= Beginning of Section =
PR #636, opened 2015-10-02
lib.lua tweaks

alexandergall:
This changeset covers three issues

* Caching of `bit` in `lib.lua`
* Use of native Lua endian conversion
* Logging facility
  * Rate-limiting of discard messages
  * Expose logger defaults in the API
  * Use logging in `intel10g` and `nd_light`

### DIFF
--- a/src/core/lib.lua
+++ b/src/core/lib.lua
@@ -171,41 +171,6 @@ function bitset (value, n)
    return band(value, lshift(1, n)) ~= 0
 end
 
--- Manipulation of bit fields in uint{8,16,32)_t stored in network
--- byte order.  Using bit fields in C structs is compiler-dependent
--- and a little awkward for handling endianness and fields that cross
--- byte boundaries.  We're bound to the LuaJIT compiler, so I guess
--- this would be save, but masking and shifting is guaranteed to be
--- portable.  Performance could be an issue, though.
-
-local bitfield_endian_conversion =
-   { [16] = { ntoh = C.ntohs, hton = C.htons },
-     [32] = { ntoh = C.ntohl, hton = C.htonl }
-  }
-
-function bitfield(size, struct, member, offset, nbits, value)
-   local conv = bitfield_endian_conversion[size]
-   local field
-   if conv then
-      field = conv.ntoh(struct[member])
-   else
-      field = struct[member]
-   end
-   local shift = size-(nbits+offset)
-   local mask = lshift(2^nbits-1, shift)
-   local imask = bnot(mask)
-   if value then
-      field = bor(band(field, imask), lshift(value, shift))
-      if conv then
-         struct[member] = conv.hton(field)
-      else
-         struct[member] = field
-      end
-   else
-      return rshift(band(field, mask), shift)
-   end
-end
-
 -- Iterator factory for splitting a string by pattern
 -- (http://lua-users.org/lists/lua-l/2006-12/msg00414.html)
 function string:split(pat)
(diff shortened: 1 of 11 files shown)


alexandergall:
I think the SnabbBot failure in c67235b was due to the log rate-limiting in `nd_light`, which suppressed the "Resolved next-hop" message that the selftest was looking for. This is actually fixed by 6a2d0f1.

alexandergall:
Um, no, c67235b is the newest commit :( I guess we need a more robust way to check whether ND has succeeded than parsing the messages.

alexandergall:
Messages were discarded because the token bucket was empty at startup. This should be fixed now.

src/core/lib.lua
```diff
@@ -386,12 +353,64 @@ if ffi.abi("be") then
...
+-- this would be save, but masking and shifting is guaranteed to be
+-- portable.
+
+local bitfield_endian_conversion = 
+   { [16] = { ntoh = ntohs, hton = htons },
+     [32] = { ntoh = ntohl, hton = htonl }
+  }
+
+function bitfield(size, struct, member, offset, nbits, value)
+   local conv = bitfield_endian_conversion[size]
```
eugeneia: Was `bitfield` just moved within the file or is there some significant change I am not seeing here?

eugeneia:
I am not 100% convinced by using the rate limited logger everywhere. I see cases where it doesn't add much value and could complicate things (e.g. the “ND kickoff” message, really no need to rate limit it). If you think its implementation is mature enough so that we will not be bitten by it I will take your word on it though. Generally, you know I am a big fan of code unification and cleanup and this looks like good work to me.

In any case, the changes to public functions of `core.lib` should be documented in `src/README.md.src`!

src/core/lib.lua
alexandergall: Yes, it was just moved after the definition of the endian-conversion stuff to avoid forward declarations.

alexandergall:
The main reason for using the logger is not the rate-limiting but the unification of the logging. My suggestion is to use that for all messages that are operationally relevant to have a common format and a way to write them to well-defined places.  Later on we could use it to interface with a standard syslog mechanism as well. The rate-limiter is just a safeguard.

I've been using it for my own stuff extensively and it has worked well so far (try it by logging a message for every packet at 20Mpps :)

I did think about the documentation but was looking in the wrong place (src/core/README). Do'h!

src/core/lib.lua
```diff
@@ -386,12 +353,64 @@ if ffi.abi("be") then
...
+   function htonl(b) return bswap(b) end
+   function htons(b) return rshift(bswap(b), 16) end
 end
 ntohl = htonl
 ntohs = htons
 
+-- The fact that BitOps return signed integers is irritating, to say
+-- the least.  One counter-intuitive consequence is that, for example,
+--
+--   bit.bswap(bit.bswap(0x80000000)) == 0x80000000
```
dpino: To avoid this problem, constant numbers should be normalized using `bit.tobit`. Example:

```lua
> if bit.bswap(bit.bswap(0x80000000)) == 0x80000000 then print("true") else print("false") end
false
> if bit.bswap(bit.bswap(0x80000000)) == bit.tobit(0x80000000) then print("true") else print("false") end
true
```

According to LuaJIT docs "this function is usually not needed since all bit operations already normalize all of their input arguments" [1], but in the case of constants is necessary to call it explictly.

[1] http://bitop.luajit.org/api.html

src/core/lib.lua
```diff
@@ -5,6 +5,8 @@ local C = ffi.C
 local getopt = require("lib.lua.alt_getopt")
 local syscall = require("syscall")
 require("core.clib_h")
+local band, bor, bnot, lshift, rshift, bswap =
```
dpino: Since you're already doing this change, I think it would be also convenient to add an explicit inclusion of the BitOp module. It's not necessary, but the docs recommend it (and other modules do it too):

_The suggested way to use the BitOp module is to add the following to the start of every Lua file that needs one of its functions [...]This makes the dependency explicit, limits the scope to the current file and provides faster access to the bit.* functions, too._

src/lib/protocol/icmp/header.lua
```diff
@@ -74,11 +74,11 @@ end
 
 function icmp:checksum (payload, length, ipv6)
    local header = self:header()
-   header.checksum = C.htons(checksum(header, payload, length, ipv6))
+   header.checksum = lib.htons(checksum(header, payload, length, ipv6))
```
dpino: Why not caching `htons` and `ntohs` here like in the other files?

```lua
local ntohs, htons = lib.ntohs, lib.htons
```

src/core/lib.lua
alexandergall: Well, the endian-conversion *did* change, of course.

src/core/lib.lua
alexandergall: Ok, thanks. Maybe one day I'll even understand why BitOps using signed integers is considered a good thing in the first place :)

I'll remove this function and call bit.tobit explicitely when it's needed.

dpino: @alexandergall If you think is more convenient to have that function, I think is OK. My note was more like an information note :) I'd also prefer the BitOp module returns unsigned integers, LuaJIT docs say the reason to make it signed is cross-platform compatibility.

_"Defining the result type as an unsigned number would not be cross-platform safe. All bit operations are thus defined to return results in the range of signed 32 bit numbers (converted to the Lua number type)."_

http://bitop.luajit.org/semantics.html

alexandergall: I don't think that a single bit.tobit() justifies a wrapper function any more. My original method was cumbersome enough to make it seem useful.

I've actually known the interoperation argument before, but I haven't really understood why the cross-platform problem can't be solved without exposing a counter-intuitive API. Oh, well :)

src/lib/protocol/icmp/header.lua
alexandergall: I didn't bother because ICMP is not particularly performance critical.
= End of Section =
• TASK INSTRUCTIONS: Quote all the records. Keep every word exact.

• WORKED SOLUTION:
PR #636, opened 2015-10-02
lib.lua tweaks

alexandergall:
This changeset covers three issues

* Caching of `bit` in `lib.lua`
* Use of native Lua endian conversion
* Logging facility
  * Rate-limiting of discard messages
  * Expose logger defaults in the API
  * Use logging in `intel10g` and `nd_light`

### DIFF
--- a/src/core/lib.lua
+++ b/src/core/lib.lua
@@ -171,41 +171,6 @@ function bitset (value, n)
    return band(value, lshift(1, n)) ~= 0
 end
 
--- Manipulation of bit fields in uint{8,16,32)_t stored in network
--- byte order.  Using bit fields in C structs is compiler-dependent
--- and a little awkward for handling endianness and fields that cross
--- byte boundaries.  We're bound to the LuaJIT compiler, so I guess
--- this would be save, but masking and shifting is guaranteed to be
--- portable.  Performance could be an issue, though.
-
-local bitfield_endian_conversion =
-   { [16] = { ntoh = C.ntohs, hton = C.htons },
-     [32] = { ntoh = C.ntohl, hton = C.htonl }
-  }
-
-function bitfield(size, struct, member, offset, nbits, value)
-   local conv = bitfield_endian_conversion[size]
-   local field
-   if conv then
-      field = conv.ntoh(struct[member])
-   else
-      field = struct[member]
-   end
-   local shift = size-(nbits+offset)
-   local mask = lshift(2^nbits-1, shift)
-   local imask = bnot(mask)
-   if value then
-      field = bor(band(field, imask), lshift(value, shift))
-      if conv then
-         struct[member] = conv.hton(field)
-      else
-         struct[member] = field
-      end
-   else
-      return rshift(band(field, mask), shift)
-   end
-end
-
 -- Iterator factory for splitting a string by pattern
 -- (http://lua-users.org/lists/lua-l/2006-12/msg00414.html)
 function string:split(pat)
(diff shortened: 1 of 11 files shown)


alexandergall:
I think the SnabbBot failure in c67235b was due to the log rate-limiting in `nd_light`, which suppressed the "Resolved next-hop" message that the selftest was looking for. This is actually fixed by 6a2d0f1.

alexandergall:
Um, no, c67235b is the newest commit :( I guess we need a more robust way to check whether ND has succeeded than parsing the messages.

alexandergall:
Messages were discarded because the token bucket was empty at startup. This should be fixed now.

src/core/lib.lua
```diff
@@ -386,12 +353,64 @@ if ffi.abi("be") then
...
+-- this would be save, but masking and shifting is guaranteed to be
+-- portable.
+
+local bitfield_endian_conversion = 
+   { [16] = { ntoh = ntohs, hton = htons },
+     [32] = { ntoh = ntohl, hton = htonl }
+  }
+
+function bitfield(size, struct, member, offset, nbits, value)
+   local conv = bitfield_endian_conversion[size]
```
eugeneia: Was `bitfield` just moved within the file or is there some significant change I am not seeing here?

eugeneia:
I am not 100% convinced by using the rate limited logger everywhere. I see cases where it doesn't add much value and could complicate things (e.g. the “ND kickoff” message, really no need to rate limit it). If you think its implementation is mature enough so that we will not be bitten by it I will take your word on it though. Generally, you know I am a big fan of code unification and cleanup and this looks like good work to me.

In any case, the changes to public functions of `core.lib` should be documented in `src/README.md.src`!

src/core/lib.lua
alexandergall: Yes, it was just moved after the definition of the endian-conversion stuff to avoid forward declarations.

alexandergall:
The main reason for using the logger is not the rate-limiting but the unification of the logging. My suggestion is to use that for all messages that are operationally relevant to have a common format and a way to write them to well-defined places.  Later on we could use it to interface with a standard syslog mechanism as well. The rate-limiter is just a safeguard.

I've been using it for my own stuff extensively and it has worked well so far (try it by logging a message for every packet at 20Mpps :)

I did think about the documentation but was looking in the wrong place (src/core/README). Do'h!

src/core/lib.lua
```diff
@@ -386,12 +353,64 @@ if ffi.abi("be") then
...
+   function htonl(b) return bswap(b) end
+   function htons(b) return rshift(bswap(b), 16) end
 end
 ntohl = htonl
 ntohs = htons
 
+-- The fact that BitOps return signed integers is irritating, to say
+-- the least.  One counter-intuitive consequence is that, for example,
+--
+--   bit.bswap(bit.bswap(0x80000000)) == 0x80000000
```
dpino: To avoid this problem, constant numbers should be normalized using `bit.tobit`. Example:

```lua
> if bit.bswap(bit.bswap(0x80000000)) == 0x80000000 then print("true") else print("false") end
false
> if bit.bswap(bit.bswap(0x80000000)) == bit.tobit(0x80000000) then print("true") else print("false") end
true
```

According to LuaJIT docs "this function is usually not needed since all bit operations already normalize all of their input arguments" [1], but in the case of constants is necessary to call it explictly.

[1] http://bitop.luajit.org/api.html

src/core/lib.lua
```diff
@@ -5,6 +5,8 @@ local C = ffi.C
 local getopt = require("lib.lua.alt_getopt")
 local syscall = require("syscall")
 require("core.clib_h")
+local band, bor, bnot, lshift, rshift, bswap =
```
dpino: Since you're already doing this change, I think it would be also convenient to add an explicit inclusion of the BitOp module. It's not necessary, but the docs recommend it (and other modules do it too):

_The suggested way to use the BitOp module is to add the following to the start of every Lua file that needs one of its functions [...]This makes the dependency explicit, limits the scope to the current file and provides faster access to the bit.* functions, too._

src/lib/protocol/icmp/header.lua
```diff
@@ -74,11 +74,11 @@ end
 
 function icmp:checksum (payload, length, ipv6)
    local header = self:header()
-   header.checksum = C.htons(checksum(header, payload, length, ipv6))
+   header.checksum = lib.htons(checksum(header, payload, length, ipv6))
```
dpino: Why not caching `htons` and `ntohs` here like in the other files?

```lua
local ntohs, htons = lib.ntohs, lib.htons
```

src/core/lib.lua
alexandergall: Well, the endian-conversion *did* change, of course.

src/core/lib.lua
alexandergall: Ok, thanks. Maybe one day I'll even understand why BitOps using signed integers is considered a good thing in the first place :)

I'll remove this function and call bit.tobit explicitely when it's needed.

dpino: @alexandergall If you think is more convenient to have that function, I think is OK. My note was more like an information note :) I'd also prefer the BitOp module returns unsigned integers, LuaJIT docs say the reason to make it signed is cross-platform compatibility.

_"Defining the result type as an unsigned number would not be cross-platform safe. All bit operations are thus defined to return results in the range of signed 32 bit numbers (converted to the Lua number type)."_

http://bitop.luajit.org/semantics.html

alexandergall: I don't think that a single bit.tobit() justifies a wrapper function any more. My original method was cumbersome enough to make it seem useful.

I've actually known the interoperation argument before, but I haven't really understood why the cross-platform problem can't be solved without exposing a counter-intuitive API. Oh, well :)

src/lib/protocol/icmp/header.lua
alexandergall: I didn't bother because ICMP is not particularly performance critical.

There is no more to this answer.